Synthesis and biological evaluation of novel 5-benzylidenethiazolidine-2,4- dione derivatives for the treatment of inflammatory diseases
Ma, Liang,Xie, Caifeng,Ma, Yinghua,Liu, Juan,Xiang, Mingli,Ye, Xia,Zheng, Hao,Chen, Zhizhi,Xu, Qinyuan,Chen, Tao,Chen, Jinying,Yang, Jincheng,Qiu, Neng,Wang, Guangcheng,Liang, Xiaolin,Peng, Aihua,Yang, Shengyong,Wei, Yuquan,Chen, Lijuan
supporting information; experimental part, p. 2060 - 2068 (2011/06/17)

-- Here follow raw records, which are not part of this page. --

PR #127, opened 2026-06-17
fix(zig,php parsers): attribute generic-container & anonymous-class methods correctly

gadievron:
# Zig + PHP: attribute generic-container & anonymous-class methods correctly

Fixes the class-key collapse bug family in the **Zig** and **PHP** parsers (cross-parser siblings of the Go generic-receiver fix).

---

## ⚠️ MERGE TARGET — this PR targets `staging/parser-fix-stack`, NOT `master` (humans and agents)

This change is part of the parser-fix stack and **must merge into the integration branch `staging/parser-fix-stack`**, which already contains every prerequisite it needs. It reaches `master` later, together with the rest of the stack — not on its own.

**Do NOT retarget this at `master`.** `master` is missing all three prerequisites below — the two parser rewrites AND the grammar pin:

```
Depends-on: #110   (Zig parser: fix 6 finder bugs — realigns the parser to current tree-sitter-zig node names)
Depends-on: #111   (PHP parser: fix 8 finder bugs — reworks _extract_functions_from_tree)
Depends-on: the tree-sitter-zig>=1.1.2 grammar pin — carried by the stack; absent from master's requirements.txt
```

On `master` the fix is inert and its regression tests fail (Zig) / methods aren't extracted (PHP) — see "Why" below. Because the stack carries all three prerequisites, on `staging/parser-fix-stack` this PR is exactly 4 files and fully green (73 tests pass).

### Why the order matters (verify it yourself)
`master`'s Zig parser matches **stale tree-sitter node names** (`VarDecl`, `container_decl`, `FnProto`); the installed `tree-sitter-zig` (>=1.1.2) emits `variable_declaration` / `struct_declaration` / `function_declaration`. #110 realigns the parser to the new names. Until then, Zig struct/method extraction is dead, and this fix (written against the new names) cannot work:
```
git show origin/master:libs/openant-core/parsers/zig/function_extractor.py | grep -c 'struct_declaration'
# -> 0   (the node names this fix depends on don't exist on master; #110 adds them)
```
PHP similarly needs #111's reworked `_extract_functions_from_tree` traversal.

**Self-guard:** the Zig regression test `skip`s with this exact explanation when run on a base that lacks the prerequisite, so an agent/human running the suite on the wrong base sees *why* instead of a cryptic failure (it does **not** silently pass — it reports SKIPPED with the reason).

---

## Summary
- **Zig** (`parsers/zig/function_extractor.py`): methods inside the generic-container idiom `fn List(comptime T: type) type { return struct { fn push() ... }; }` were emitted as bare top-level functions (`class_name=None`) and distinct containers' same-named methods collided. Fix: `_returns_type()` + thread the container fn name as struct context → `List.push`.
- **PHP** (`parsers/php/function_extractor.py`): methods inside `new class {}` anonymous classes had `class_name=None` and collided across distinct anon classes (silent overwrite / data loss). Fix: an `anonymous_class` branch synthesizing a stable `class@anonymous:<line>:<col>` identity (line+col so multiple anon classes on one line stay distinct).

## Tests
5 new (qualified-name + collision regressions, incl. same-line anon classes). On the prerequisite base (`staging/parser-fix-stack`) the full zig+php suites are green — `73 passed`. Independent + judge reviewed.

## Related
Companion **Go** PR (`fix(go-parser): key generic-type methods on base type`) fixes the same bug family for the Go parser. It is **independent** — Go uses the stdlib `go/ast` (stable node types), so it lands on `master` on its own with no dependency in either direction.

### DIFF
--- a/libs/openant-core/parsers/php/function_extractor.py
+++ b/libs/openant-core/parsers/php/function_extractor.py
@@ -437,6 +437,52 @@ class FunctionExtractor:
                         stack.append((child, class_name, new_namespace_name))
                 continue  # Don't walk children again
 
+            elif node.type == 'anonymous_class':
+                # `new class { ... }` (PHP 7+) has no source name. Without a synthetic
+                # identity its methods fall through the catch-all else with the OUTER
+                # class_name (None at top level), so they're keyed as bare functions and
+                # two distinct anonymous classes that both define e.g. handle() collide on
+                # one id (the later silently overwrites the earlier). Synthesize a stable,
+                # location-based name so each anonymous class is distinct and its methods
+                # are qualified (class@anonymous:<line>:<col>.method). Line AND column are
+                # both needed: two `new class {}` on one physical line share a start line,
+                # so column is what keeps them distinct (else they'd still collide).
+                anon_name = (
+                    f"class@anonymous:{node.start_point[0] + 1}:{node.start_point[1]}"
+                )
+                body_node = None
+                for child in node.children:
+                    if child.type == 'declaration_list':
+                        body_node = child
+                        break
+
+                if body_node:
+                    methods = []
+                    for child in body_node.children:
+                        if child.type == 'method_declaration':
+                            mname = self._get_function_name(child, source)
+                            if mname:
+                                if self._is_static_method(child, source):
+                                    methods.append(f"static:{mname}")
+                                else:
+                                    methods.append(mname)
+
+                    self.classes[f"{relative_path}:{anon_name}"] = {
+                        'name': anon_name,
+                        'file_path': relative_path,
+                        'start_line': node.start_point[0] + 1,
+                        'end_line': node.end_point[0] + 1,
+                        'methods': methods,
+                        'superclass': None,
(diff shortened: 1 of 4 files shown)


gadievron:
Heads-up for reviewers/agents: two follow-up fix PRs are **stacked on this branch** (`pr/zig-php-generic-anon`) and should merge **after** #127 (or be rebased onto master once this lands):

- **#130** `fix(parsers/c): guard macro-alias resolution against cyclic #defines` — this branch's C-parser rework still carries the unguarded macro-alias recursion in `_resolve_call`; #130 adds the cycle guard on top of it.
- **#131** `fix(parsers/php): resolve $this->/self:: calls into used traits` — builds on the `<?php` tagless-parse and `relative_scope` fixes already in this branch, adding only the net-new class→trait composition index.

Both are draft until #127 merges.

gadievron:

Base retargeted staging→master. PHP+Zig tests green (45). Clean rebase — master already carries the #110/#111 prerequisites.

gadievron:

Twenty-two compounds based on thiazolidine-2,4-dione moiety were synthesized and evaluated for the inhibitory potency on the production of nitric oxide (NO), inducible nitric oxide synthase (iNOS) activity, and the generation of prostaglandin E2 (PEG2). (Z)-N-(3-Chlorophenyl)-2-(4- ((2,4-dioxothiazolidin-5-ylidene) methyl) phenoxy) acetamide (3I), superior to the commercial anti-inflammatory drug indomethacin, significantly inhibited iNOS activity (IC50 = 8.66 μM), iNOS-mediated NO, and cyclooxygenase (COX)-2-derived PGE2 production (IC50 = 4.16 and 23.55 μM, respectively) on lipopolysaccharide (LPS)-induced RAW 264.7 cells. Docking study revealed that 3I was perfectly docking into the active site of murine iNOS and suppressed the expression of iNOS protein as evidenced by Western blot analysis. At the dose of 50 mg/kg, oral administration of 3I possessed protective properties in both carrageenan-induced paw edema and adjuvant-induced arthritis rat models.